# これは友達に買ってもらった



## Steven2

Can に be changed to _から?
How about これは友達__から__買ってもらった。 ?
_


----------



## Ototsan

Yes. If I may add, I'd prefer the ni-sentence.


----------



## ren89

I think the use of kara is slightly strange. Perhaps better as 友達*に*買ってもらった。

removing 買って　and saying 友達*から*もらった (I received it *from* my freind) works fine. 

In the original sentance, に works better as the freind is the indirect subject (identified with the に particle, and the object that was bought is the subject (identified with the は particle)

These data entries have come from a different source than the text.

PR #2238, opened 2022-06-12
Add flag rendering to 'ClashOpts'

martijnbastiaan:
This adds a more structured way to define Clash command line flags to
`Clash.GHC.ClashFlags`. This comes with a couple of improvements over
the status quo:

  * Each boolean flag now defines two flags: `-fclash-foo` and
    `-fclash-no-foo`. This makes sure users can always unset a flag
    after setting it. This can be helpful in certain environments, and
    should help us once we'll support module-level flags.

  * Each flag backed by a `Maybe` can now be unset using `-fclash-no-foo`

Last but not least, `ClashOpts` can now be rendered to a set of flags.
This can help users of `clash-shake` to define a set of options using
`ClashOpts`, and then pass them to clash-the-binary.

## Still TODO:

  - [ ] Document `*suffix` functions
  - [ ] Split up PR (=> lens stuff to separate one) to reduce noise?

### DIFF
--- a/clash-ghc/src-ghc/Clash/GHC/ClashFlag.hs
+++ b/clash-ghc/src-ghc/Clash/GHC/ClashFlag.hs
@@ -1,0 +1,399 @@
+{-|
+  Copyright   :  (C) 2022, QBayLogic B.V.
+  License     :  BSD2 (see the file LICENSE)
+  Maintainer  :  QBayLogic B.V. <devops@qbaylogic.com>
+
+  Utilities to parse and render flags exposed on the Clash's command line.
+-}
+{-# LANGUAGE CPP #-}
+{-# LANGUAGE RankNTypes #-}
+{-# LANGUAGE LambdaCase #-}
+{-# LANGUAGE NamedFieldPuns #-}
+
+module Clash.GHC.ClashFlag
+  ( ClashFlag(..)
+  , FlagName
+
+  -- * Simple flag builders
+  , boolFlag
+  , wordFlag
+  , intFlag
+  , readableFlag
+
+  , maybeStringFlag
+  , maybeIntFlag
+  , maybeWordFlag
+  , maybeReadableFlag
+
+  , maybeStringWithDefaultFlag
+
+  -- * Generic flag builders
+  , boolArg
+  , unsetArg
+  , wordSuffix, wordSuffixId
+  , intSuffix, intSuffixId
+  , strSuffix, strSuffixId
+
+  -- * Flag renderers
+  , renderNoArg
+  , renderSuffix
+  , renderSepSuffix
+
+  -- * Utilities
+  , deprecated
+  , isDefault
+  ) where
+
+-- base
+import Data.IORef (IORef, modifyIORef)
+
+-- ghc
+#if __GLASGOW_HASKELL__ >= 900
+import GHC.Driver.CmdLine
+#else
+import CmdLineParser
+#endif
+  (EwM, Flag (Flag, flagOptKind), liftEwM, OptKind (..), defFlag, addErr, deprecate)
+
+-- clash-lib
+import Clash.Driver.Types (ClashOpts(..), defClashOpts)
+
+-- lens
+import Control.Lens (Lens', (^.), set)
+import Text.Read (readMaybe)
+
+-- | Defines a way to parse command line flags, set their values in a 'ClashOpts',
+-- and render flags based on a 'ClashOpts'.
+data ClashFlag = ClashFlag
+  { cfFlags :: IORef ClashOpts -> [Flag IO]
+  , cfRender :: ClashOpts -> [String]
+  }
+
+type FlagName = String
+
+-- | Return two flags covering a single property: @-fclash-foo@ and @-fclash-no-foo@.
+boolFlag :: FlagName -> Lens' ClashOpts Bool -> ClashFlag
+boolFlag nm opt = ClashFlag
+  { cfFlags = \opts -> boolArg nm opts (set opt)
+  , cfRender = \opts -> if isDefault opt opts then [] else renderNoArg nm (opts ^. opt)
+  }
+
+-- | Return a flag setting a 'Word': @-fclash-foo=3@.
+wordFlag :: FlagName -> Lens' ClashOpts Word -> ClashFlag
+wordFlag nm opt = ClashFlag
+  { cfFlags = \ref -> wordSuffixId nm ref (set opt)
+  , cfRender = \opts ->
+      if isDefault opt opts then [] else renderSuffix nm (show (opts ^. opt))
+  }
+
+-- | Return a flag setting a 'Int': @-fclash-foo=3@.
+intFlag :: FlagName -> Lens' ClashOpts Int -> ClashFlag
+intFlag nm opt = ClashFlag
+  { cfFlags = \ref -> intSuffixId nm ref (set opt)
+  , cfRender = \opts ->
+      if isDefault opt opts then [] else renderSuffix nm (show (opts ^. opt))
+  }
+
+-- | Return two flags setting a 'Maybe' 'String': @-fclash-foo wibble@ and
+-- @-fclash-no-foo@.
+maybeStringFlag :: FlagName -> Lens' ClashOpts (Maybe String) -> ClashFlag
+maybeStringFlag nm opt = ClashFlag
+  { cfFlags = \opts ->
+         strSuffixId nm opts (set opt . Just)
+      ++ unsetArg nm opts (set opt)
+  , cfRender = \opts ->
+      if isDefault opt opts
+      then []
+      else case opts ^. opt of
+        Nothing -> renderNoArg nm False
+        Just s -> renderSepSuffix nm s
+  }
+
+
+-- | Return three flags setting a 'Maybe' 'String'. If no argument is supplied, a
+-- default value is set. For example, if the default is @simpleDefault@, then:
+--
+--   * @-fclash-foo@ sets the option to @Just "simpleDefault"@
+--   * @-fclash-foo=wibble@ sets the option to @Just "wibble"@
+--   * @-fclash-no-foo@ sets the option to @Nothing@
+--
+maybeStringWithDefaultFlag ::
+  FlagName ->
+  -- | Default
+  String ->
+  Lens' ClashOpts (Maybe String) ->
+  ClashFlag
+maybeStringWithDefaultFlag flagName dflt opt = ClashFlag
+  { cfFlags = \opts ->
+         anySuffix flagName opts parser (set opt)
+      ++ unsetArg flagName opts (set opt)
+  , cfRender = \opts ->
+      if isDefault opt opts
+      then []
+      else case opts ^. opt of
+        Nothing -> renderNoArg flagName False
+        Just s | s == dflt -> renderSuffix flagName ""
+        Just s -> renderSuffix flagName s
+  }
+ where
+  parser :: String -> EwM IO (Maybe (Maybe String))
+  parser ['='] = pure (Just (Just dflt))
+  parser ('=':v) = pure (Just (Just v))
+  parser s = do
+    addErr ("Could not parse: " <> s)
+    pure Nothing
+
+-- | Return two flags setting a 'Maybe' 'Int'.
+--
+--   * @-fclash-foo=3@ sets the option to @Just 3@
+--   * @-fclash-no-foo@ sets the option to @Nothing@
+--
+maybeIntFlag :: FlagName -> Lens' ClashOpts (Maybe Int) -> ClashFlag
+maybeIntFlag nm opt = ClashFlag
+  { cfFlags = \ref ->
+         intSuffixId nm ref (set opt . Just)
+      ++ unsetArg nm ref (set opt)
+
+  , cfRender = \opts ->
+      if isDefault opt opts
+      then []
+      else case opts ^. opt of
+        Nothing -> renderNoArg nm False
+        Just a -> renderSuffix nm (show a)
+  }
+
+-- | Return two flags setting a 'Maybe' 'Word'.
+--
+--   * @-fclash-foo=3@ sets the option to @Just 3@
+--   * @-fclash-no-foo@ sets the option to @Nothing@
+--
+maybeWordFlag :: FlagName -> Lens' ClashOpts (Maybe Word) -> ClashFlag
+maybeWordFlag nm opt = ClashFlag
+  { cfFlags = \ref ->
+         wordSuffixId nm ref (set opt . Just)
+      ++ unsetArg nm ref (set opt)
+
+  , cfRender = \opts ->
+      if isDefault opt opts
+      then []
+      else case opts ^. opt of
+        Nothing -> renderNoArg nm False
+        Just a -> renderSuffix nm (show a)
+  }
+
+maybeReadableFlag ::
+  forall a.
+  (Eq a, Read a, Show a) =>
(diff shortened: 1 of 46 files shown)


clash-ghc/src-ghc/Clash/GHC/ClashFlag.hs
```diff
@@ -0,0 +1,387 @@
...
+-- lens
+import Control.Lens (Lens', (^.), set)
+import Text.Read (readMaybe)
+
+-----------
+-- Types --
+-----------
+
+-- | Defines a way to parse command line flags, set their values in a 'ClashOpts',
+-- and render flags based on a 'ClashOpts'.
```
alex-mckenna, line 70: This is listed as three separate things, but I _think_ the parsing and setting are inherently related here. If that's the case it would be better to re-word and make it clear the two happen together / use bullet points

clash-ghc/src-ghc/Clash/GHC/ClashFlag.hs
```diff
@@ -0,0 +1,387 @@
...
+data ClashFlag = ClashFlag
+  { cfFlags :: IORef ClashOpts -> [Flag IO]
+  , cfRender :: ClashOpts -> [String]
```
alex-mckenna, line 73: Document these fields, it's kind of weird to think of a flag corresponding to multiple flags until you remember / know the functions later add `-fclash-foo` and `-fclash-no-foo` flags

clash-ghc/src-ghc/Clash/GHC/ClashFlag.hs
```diff
@@ -0,0 +1,387 @@
...
+  }
+
+type FlagName = String
+
+--------------------------
+-- Simple flag builders --
+--------------------------
+
```
alex-mckenna, line 81: Marker comments like this in code are bad style IMO. They can end up in the wrong place, or have a label which is no longer relevant, and worse if a new function is added which could fit under more than one heading they make it harder to find things

clash-ghc/src-ghc/Clash/GHC/ClashFlag.hs
```diff
@@ -0,0 +1,387 @@
...
+  parser ('=':v) = pure (Just (Just v))
+  parser s = do
+    addErr ("Could not parse: " <> s)
+    pure Nothing
+
+maybeIntFlag :: FlagName -> Lens' ClashOpts (Maybe Word) -> ClashFlag
+maybeIntFlag = maybeReadableFlag
+
+maybeWordFlag :: FlagName -> Lens' ClashOpts (Maybe Word) -> ClashFlag
+maybeWordFlag = maybeReadableFlag
```
alex-mckenna, line 158: I would just use `maybeReadableFlag` directly for these. Also `maybeIntFlag` has a `Maybe Word` which I assume should be `Maybe Int`

clash-ghc/src-ghc/Clash/GHC/ClashFlag.hs
```diff
@@ -0,0 +1,387 @@
...
+  parser :: String -> EwM IO (Maybe a)
+  parser s = case readMaybe s of
+    Nothing -> addErr ("Could not parse " <> s)  >> pure Nothing
+    a -> pure a
+
+---------------------------
+-- Generic flag builders --
+---------------------------
+
+-- | Helper function....
```
alex-mckenna, line 208: Comments like this aren't particularly helpful, _especially_ as haddock comments

clash-ghc/src-ghc/Clash/GHC/ClashFlag.hs
```diff
@@ -0,0 +1,387 @@
...
+  }
+ where
+  parser :: String -> EwM IO (Maybe a)
+  parser s = case readMaybe s of
+    Nothing -> addErr ("Could not parse " <> s)  >> pure Nothing
+    a -> pure a
+
+---------------------------
+-- Generic flag builders --
+---------------------------
```
alex-mckenna, line 206: See previous comment on markers

clash-ghc/src-ghc/Clash/GHC/ClashFlags.hs
```diff
@@ -1,327 +1,328 @@
...
-import           Data.List.Split                (splitOn)
-import qualified Data.Set                       as Set
-import qualified Data.Text                      as Text
-import           Text.Read                      (readMaybe)
+import           Data.List (intercalate)
+import           Text.Read (readMaybe)
+
+-- unordered-containers
+import qualified Data.Set as Set
+import           Data.Set (Set)
```
alex-mckenna, line 44: I'm also not a fan of these marker comments for package providence. Especially when it's wrong like this

alex-mckenna: The main reason I'm against it is I don't see what benefit it brings. If you want to see if a package is unused there's `-Wunused-packages`, or `weeder` or any other tool which is going to be quicker and more correct than using these comments. If it's just because there's a lot of imports and it's difficult to read that's more a motivation to split up the module IMO

clash-ghc/src-ghc/Clash/GHC/ClashFlags.hs
```diff
@@ -1,327 +1,328 @@
...
+
+  -- Deprecated/removed flags:
+  , deprecated "-fclash-float-support is always enabled from Clash 1.6 and onwards" $
+      boolFlag "float-support" voidLens
+
+  , deprecated "-fclash-clean has been removed" $
+      boolFlag "clean" voidLens
+
+  , deprecated "-fclash-nocache deprecated in favor of -fclash-no-cache" $
+      (boolFlag "nocache" (opt_cachehdl . iso' not not)){ cfRender = const [] }
```
alex-mckenna, line 152: I think much like deprecated APIs, when we deprecate a flag it should include a message saying it won't be a flag after version 1.X. Then when that version is released it gets removed and just becomes a normal "unknown flag" error

clash-ghc/src-ghc/Clash/GHC/ClashFlags.hs
```diff
@@ -1,327 +1,328 @@
...
+      -- TODO: Should we add a deprecation warning for these flags? We could
+      --       just use 'maybeReadableFlag' and ditch this custom impl if we
+      --       once the warning has been up long enough.
+      "Xilinx" -> pure (Just Vivado)
+      "ISE"    -> pure (Just Vivado)
+      "Altera" -> pure (Just Quartus)
+      "Intel"  -> pure (Just Quartus)
+      _ -> do
+        addErr (s ++ " is an unknown hdl synthesis tool")
+        pure Nothing
```
alex-mckenna, line 188: While we're here: I think we should

  * make this comparison case-insensitive, since it costs us nothing but potentially makes Clash less annoying
  * recognize the names `vivado` and `quartus` since it's weird to me we use those names internally but don't accept them on the command line

clash-ghc/tests/Clash/Tests/GHC/ClashFlags.hs
```diff
@@ -0,0 +1,407 @@
...
+
+  gen_dbg_countTransformations = genBool (opt_debug . dbg_countTransformations)
+  gen_dbg_historyFile = genMaybe (opt_debug . dbg_historyFile) genSimpleString
+  gen_dbg_invariants = genBool (opt_debug . dbg_invariants)
+  gen_dbg_transformationInfo = genEnumBounded (opt_debug . dbg_transformationInfo)
+  gen_dbg_transformationsFrom = genMaybe (opt_debug . dbg_transformationsFrom) (Gen.word Range.constantBounded)
+  gen_dbg_transformationsLimit = genMaybe (opt_debug . dbg_transformationsLimit) (Gen.word Range.constantBounded)
+
+  -- TODO
+  gen_dbg_transformations _fuzz = pure mempty
```
alex-mckenna, line 304: What is there TODO?

clash-ghc/tests/Clash/Tests/GHC/ClashFlags.hs
```diff
@@ -0,0 +1,407 @@
...
+testCases =
+  case $(testGroupGenerator) of
+    TestGroup _ tree -> tree
+    _ -> error "Internal error"
+
+tests :: TestTree
+tests =
+  testGroup
+    "Clash.Tests.GHC.ClashFlags"
+    [ -- tasty-th doesn't account for Hedgehog tests
```
alex-mckenna, line 399: > `-- tasty-th doesn't account for Hedgehog tests`

Even if you prefix with `prop_` instead of `hprop_`, as they do in the hedgehog docs?

clash-lib/src/Clash/Driver/Types.hs
```diff
@@ -138,59 +132,60 @@ data TransformationInfo
...
   --
   -- Command line flag: -fclash-debug-transformations-limit=N
-  , dbg_historyFile :: Maybe FilePath
+  , _dbg_historyFile :: Maybe FilePath
   -- ^ Save information about all applied transformations to a history file
   -- for use with @clash-term@.
   --
   -- Command line flag: -fclash-debug-history[=FILE]
   } deriving (Generic, NFData, Show, Eq)
+makeLenses ''DebugOpts
```
alex-mckenna, line 177: I wonder if instead of changing the names to every field, it would be better to just call `makeLenses` with options, i.e. tell it to generate a lens `foo` from a field `dbg_foo`. If you do this here and for `ClashOpts` the diff will be much shorter

clash-lib/src/Clash/Driver/Types.hs
```diff
@@ -540,6 +536,14 @@ newtype SdcInfo = SdcInfo
...
   }
 
+data ClashEnv = ClashEnv
+  { envOpts        :: ClashOpts
+  , envTyConMap    :: TyConMap
+  , envTupleTyCons :: IntMap TyConName
+  , envPrimitives  :: CompiledPrimMap
+  , envCustomReprs :: CustomReprs
+  } deriving (Generic, NFData)
+
```
alex-mckenna, line 546: Why did this move down here? You don't do anything with it after which would need the new lenses in scope

clash-ghc/src-ghc/Clash/GHC/ClashFlag.hs
```diff
@@ -0,0 +1,387 @@
+{-|
+  Copyright   :  (C) 2021, QBayLogic B.V.
```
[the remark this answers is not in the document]
martijnbastiaan: Nope, just living in the past :see_no_evil:

clash-ghc/src-ghc/Clash/GHC/ClashFlag.hs
martijnbastiaan: > Also maybeIntFlag has a Maybe Word which I assume should be Maybe Int

Woops

> I would just use maybeReadableFlag directly for these.

This is actually wrong in another way: ints are passed as `-fclash-foo=3`, but `maybeReadableFlag` uses `-fclash-foo 3`.

clash-ghc/src-ghc/Clash/GHC/ClashFlag.hs
martijnbastiaan: Yeah it's a `TODO`

clash-ghc/src-ghc/Clash/GHC/ClashFlags.hs
martijnbastiaan: Agreed. Can this go in a separate PR? I don't want to battle out in which version things need to deprecate now :smile:

clash-ghc/src-ghc/Clash/GHC/ClashFlags.hs
martijnbastiaan: `Vivado` and `Quartus` are recognized. It only takes this branch if the `readMaybe` fails. Agreed on the lower case stuff, but this is true for all the "readable" flags. Let's postpone until we have a way to do those case-insensitively too?

clash-ghc/tests/Clash/Tests/GHC/ClashFlags.hs
martijnbastiaan: make it fuzz :-)

clash-ghc/tests/Clash/Tests/GHC/ClashFlags.hs
martijnbastiaan: Yeah, it turns it into a `QuickCheck` test.

clash-lib/src/Clash/Driver/Types.hs
martijnbastiaan: `TemplateHaskell` :sparkles:

clash-lib/src/Clash/Driver/Types.hs
martijnbastiaan: Don't we add `dbg_` to prevent naming collisions?

But even if we don't, `lens` is already complicated enough as it is, I think bringing in custom settings for smaller diffs isn't a good idea. The underscore-to-no-underscore pattern is pretty well established.

martijnbastiaan:
Thanks for the review @alex-mckenna, I'll implement the suggestions.

clash-ghc/src-ghc/Clash/GHC/ClashFlags.hs
alex-mckenna: The "default" is current + 2 major, I don't think that's controversial here?

clash-ghc/src-ghc/Clash/GHC/ClashFlag.hs
alex-mckenna: > This is actually wrong in another way

Then I'm not sure I understand why they're defined like `maybeIntFlag = maybeReadableFlag` and `maybeWordFlag = maybeReadableFlag`. Either you can just use `maybeReadableFlag` or these definitions are wrong, no?

clash-lib/src/Clash/Driver/Types.hs
alex-mckenna: > Don't we add dbg_ to prevent naming collisions?

No

> The underscore-to-no-underscore pattern is pretty well established.

Sure, it is more consistent to always use the same name scheme for lenses. It is a shame the default naming scheme is so intrusive though :cry:

martijnbastiaan: It is. We'll have somewhat sensible records usable in 2030 though :-).

clash-ghc/src-ghc/Clash/GHC/ClashFlag.hs
martijnbastiaan: Yeah, the point of my comment was to point out my own code is wrong, not your comment. Sorry for the confusion.

> Either you can just use maybeReadableFlag or these definitions are wrong, no?

We've established a (frankly stupid) pattern that int/word is passed `-flike-this=3` while strings are passed `-flike-that str`. `maybeReadableFlag` interprets a string, so it will use the latter pattern. However, if we then use it to parse ints/words we're in the "wrong". So, it's not that `maybeReadableFlag` is wrong, but its usage for ints/words is.

I've put a comment somewhere that I think we should be liberal in what type of flag passing we accept for both.

clash-ghc/src-ghc/Clash/GHC/ClashFlags.hs
martijnbastiaan: Okay, I've set them all to 1.10 now. If this leads to any discussion I'm going to rip it from this PR.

on a side note, これは　could be dropped generally, as the subject is probably allready known.


----------



## Ototsan

ren89 said:


> I think the use of kara is slightly strange. Perhaps better as 友達*に*買ってもらった。
> 
> removing 買って　and saying 友達*から*もらった (I received it *from* my freind) works fine.
> 
> In the original sentance, に works better as the freind is the indirect subject (identified with the に particle, and the object that was bought is the subject (identified with the は particle)
> 
> on a side note, これは　could be dropped generally, as the subject is probably allready known.



The alternation of 友だちから and 友だちに is regarded as dialectal, and both are considered grammatically correct. My preference of 友だちに is, I suspect, of  dialectal nature.


----------



## Nikoniko

And if I say 友達に買われた, does it have the same meaning as 友達に買ってもらった? I mean, both could be translated as MY FRIEND BOUGHT IT FOR ME, isn`t it?


----------



## Ototsan

Nikoniko said:


> And if I say 友達に買われた, does it have the same meaning as 友達に買ってもらった? I mean, both could be translated as MY FRIEND BOUGHT IT FOR ME, isn`t it?

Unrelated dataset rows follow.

PR #2247, opened 2022-06-17
Run `clash-testsuite` with 1 thread

martijnbastiaan:
On CI the testsuite spawns 64 threads to coordinate running tests. This
induces an incredible overhead, making Clash run an order of magnitude
slower than it should. Note that `-jN` continues to work: the testsuite
will still parallelize test running.

### DIFF
--- a/tests/clash-testsuite.cabal
+++ b/tests/clash-testsuite.cabal
@@ -118,7 +118,6 @@ library
 executable clash-testsuite
   import:              basic-config
   main-is:             Main.hs
-  ghc-options:         -threaded -with-rtsopts=-N
 
   build-tool-depends:
     clash-ghc:clash


christiaanb:
Is this only an issue on CI? or also on local dev machines? If only on CI, then perhaps make the change in https://github.com/clash-lang/clash-compiler/blob/master/.ci/cabal.project.local?

martijnbastiaan:
It's an issue on machines with a massive number of threads. The point is that `clash-testsuite` itself doesn't need many (any?) threads as it is completely I/O bound. To clarify further, if you run with `-j1024`, 1026 will be spawned right now: 2 for `clash-testsuite` itself, 1024 for all the subprocesses it spawns (`clash`, `iverilog`, ..). Previously 2048 would be spawned (provided you're running on a 1024-thread machine :-)).

christiaanb:
Alright, thanks for explaining!

martijnbastiaan:
@leonschoorl and I just discussed the magic number "2". I've set it to "1" now, which should also work. I can't test it right now because my machine is doing loads of other stuff, so I'll test it at home (with 24 threads). Leon approved this IRL, so I'll merge if it does.

leonschoorl (approved):

PR #2256, opened 2022-06-23
Add vivado support in CI

vmchale:
This adds support for Vivado in CI; it is tested by the [Xilinx FIFO branch](https://github.com/clash-lang/clash-compiler/pull/2182)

No, I don't think so. If you say 友達に買われた, then your friend bought it for him/herself, and, by implication, you regret that you coudn't.


----------



## Nikoniko

Hi Ototsan,

mmm, I see, so if I say それは友達にかわれた　it means my friend bought it for himself, but in case there were more context for example:

私は本を友達に買われた

Can it be translated as 'My friend bought a book for me'? If so, then if I were to use the MORATTA form could I say: 私は友達からホンをもらった、　私は友達に本をもらった　to express the same idea？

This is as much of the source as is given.